Task item:
Reproduce every line in the listing that contains the word "Report".

──────── Data provided

Issue #84, opened 2023-12-13
Graph introspection incomplete when nodes with duplicate names present


Yadunund:
The current [GraphCache implementation](https://github.com/ros2/rmw_zenoh/blob/d734bc77b976e6eb482aa9072a5c1cebe7d48a28/rmw_zenoh_cpp/src/detail/graph_cache.hpp#L134-L137) assumes nodes within a namespace will have unique names. But this is not necessarily true for ROS 2 nodes. Hence, with two `talker` nodes running, commands like `ros2 node list` will return only reveal a single `/talker` node.

> Note: With DDS, GIDs are available for entities which are globally unique. With zenoh, each session will have a unique  z_session_id.  

Potential solutions:

1. Update liveliness token keyexprs to also include the `z_session_id` of the entity. Then update [NodeMap](https://github.com/ros2/rmw_zenoh/blob/d734bc77b976e6eb482aa9072a5c1cebe7d48a28/rmw_zenoh_cpp/src/detail/graph_cache.hpp#L134) to be an [std::multimap](https://en.cppreference.com/w/cpp/container/multimap) with a custom comparator that sorts based on the `z_session_id`.

Yadunund:
Closed by https://github.com/ros2/rmw_zenoh/pull/87

PR #87, opened 2023-12-21
Handle duplicate node names by including zenoh session id in liveliness tokens

Yadunund:
This PR addresses #84.

It so does so by including the zenoh session id in the liveliness token.
The token is updated to:
`<ADMIN_SPACE>/<domainid>/<id>/<entity>/<namespace>/<nodename>` where `<id>` is meant to be a unique ID to identify this entity. However, until the zenoh API exposes the globally unique IDs for each participant/entity, this id is currently set to the zenoh session's id with elements concatenated into a string using '.' as separator.

The `NodeMap` data structure is updated to an `std::multimap` to allow storing multiple nodes with the same name in the same namespace. Codebase is updated accoridngly.

Now after running two instances of `/talker`, running the command `ros2 node list` should correctly list two separate `/talker` nodes.
Note: Make sure to kill all ros2 nodes and daemons before trying this.

```bash
yadunund@ubuntu-22-04:~/ws_rmw$ ros2 node list
/talker
/talker
```

### DIFF
--- a/rmw_zenoh_cpp/src/detail/graph_cache.cpp
+++ b/rmw_zenoh_cpp/src/detail/graph_cache.cpp
@@ -207,13 +207,12 @@ void GraphCache::parse_put(const std::string & keyexpr)
     NodeMap::iterator insertion_it =
       ns_it->second.insert(std::make_pair(entity.node_name(), make_graph_node(entity)));
     if (insertion_it != ns_it->second.end()) {
-      RCUTILS_LOG_WARN_NAMED(
+      RCUTILS_LOG_INFO_NAMED(
         "rmw_zenoh_cpp",
         "Added a new node /%s with id %s to an existing namespace %s in the graph.",
         entity.node_name().c_str(),
         entity.id().c_str(),
         entity.node_namespace().c_str());
-      return;
     } else {
       RCUTILS_LOG_ERROR_NAMED(
         "rmw_zenoh_cpp",
@@ -221,12 +220,11 @@ void GraphCache::parse_put(const std::string & keyexpr)
         entity.node_name().c_str(),
         entity.id().c_str(),
         entity.node_namespace().c_str());
-      return;
     }
-  } else {
-    // The entity represents a node that already exists in the graph.
-    // Update topic info if required below.
+    return;
   }
+  // Otherwise, the entity represents a node that already exists in the graph.
+  // Update topic info if required below.
 
   // Handles additions to an existing node in the graph.
   if (entity.type() == EntityType::Node) {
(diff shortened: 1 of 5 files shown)


rmw_zenoh_cpp/src/detail/graph_cache.cpp
```diff
@@ -187,29 +189,55 @@ void GraphCache::parse_put(const std::string & keyexpr)
...
+        "Unable to add a new node /%s with id %s an existing namespace %s in the graph. Report this bug.",
+        entity.node_name().c_str(),
+        entity.id().c_str(),
+        entity.node_namespace().c_str());
+      return;
+    }
+  } else {
+    // The entity represents a node that already exists in the graph.
+    // Update topic info if required below.
   }
```
clalancette: I think we can simplify this whole block a bit:

```suggestion
    if (insertion_it != ns_it->second.end()) {
      RCUTILS_LOG_INFO_NAMED(
        "rmw_zenoh_cpp",
        "Added a new node /%s with id %s to an existing namespace %s in the graph.",
        entity.node_name().c_str(),
        entity.id().c_str(),
        entity.node_namespace().c_str());
    } else {
      RCUTILS_LOG_ERROR_NAMED(
        "rmw_zenoh_cpp",
        "Unable to add a new node /%s with id %s an existing namespace %s in the graph. Report this bug.",
        entity.node_name().c_str(),
        entity.id().c_str(),
        entity.node_namespace().c_str());
    }
    return;
  }
  // Otherwise, the entity represents a node that already exists in the graph.
  // Update topic info if required below.
```

rmw_zenoh_cpp/src/detail/liveliness_utils.cpp
```diff
@@ -83,6 +83,18 @@ static const std::unordered_map<std::string, EntityType> str_to_entity = {
   {CLI_STR, EntityType::Client}
 };
 
+std::string convert(z_id_t id)
```
clalancette: How about:

```suggestion
std::string zid_to_str(z_id_t id)
```

clalancette (changes requested):
I've left two minor things to fix, this otherwise looks good to me.

rmw_zenoh_cpp/src/detail/liveliness_utils.cpp
Yadunund: Done https://github.com/ros2/rmw_zenoh/pull/87/commits/6d3acd38637deec614692d8c1f0c9815b7aca6be

clalancette (approved):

────────────────

Response:
+        "Unable to add a new node /%s with id %s an existing namespace %s in the graph. Report this bug.",
        "Unable to add a new node /%s with id %s an existing namespace %s in the graph. Report this bug.",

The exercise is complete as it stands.